Combination strategies: Could FXIa inhibitor plus low-dose DOAC work in atrial fibrillation? Nobody has tested this. Could triple therapy (antiplatelet + FXIa inhibitor + low-dose DOAC) work in patients with both coronary disease and AF? These are mechanistically plausible but clinically unproven.

The Third Revolution

We can now divide the history of stroke antithrombotics into three eras:

1. Era 1 (1950s-2000s): Antiplatelets for non-cardioembolic stroke, warfarin for atrial fibrillation. Aspirin, clopidogrel, aspirin-dipyridamole. Incremental gains, high bleeding risk with warfarin.
2. Era 2 (2010s-2020s): DOACs replace warfarin for AF. Safer, more effective, easier to use. But nothing changes for non-cardioembolic stroke. We're still stuck with antiplatelets alone.
3. Era 3 (2026 onward): FXIa inhibitors as adjunct therapy for non-cardioembolic stroke. A new mechanism that uncouples thrombosis from hemostasis, finally allowing us to push beyond the antiplatelet ceiling without unacceptable bleeding.

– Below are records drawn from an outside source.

PR #509, opened 2024-03-21
Make the key version mandatory

DavidM-D:
We'll update key versions when we increase the security of our system, or periodically lower the amount of assets accessible to former validator cohorts. New key versions mean new keys.

Previously this field was optional, but if we leave it optional we have to make a decision to either interpret None as 0, the least secure key version, or continually update it to the latest one, changing peoples keys from under them.

Since there isn't a good answer I feel it's better to make them mandatory, so people at least have to think about them a bit.

### DIFF
--- a/contract/src/lib.rs
+++ b/contract/src/lib.rs
@@ -295,8 +295,7 @@ impl MpcContract {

The road to Era 3 was bumpy. OCEANIC-AF failed spectacularly. LIBREXIA-ACS was stopped early. Phase 2 trials buried the signal in composite endpoints driven by covert infarcts that may or may not matter clinically.

But we learned where this drug class works. And OCEANIC-STROKE delivered: 26% stroke reduction, no excess bleeding, consistent benefit across subgroups, meaningful reduction in disabling and fatal stroke.

The numbers don't lie. This is clinically meaningful—not just statistically significant. After decades of stagnation in non-cardioembolic stroke prevention, we finally have a new tool.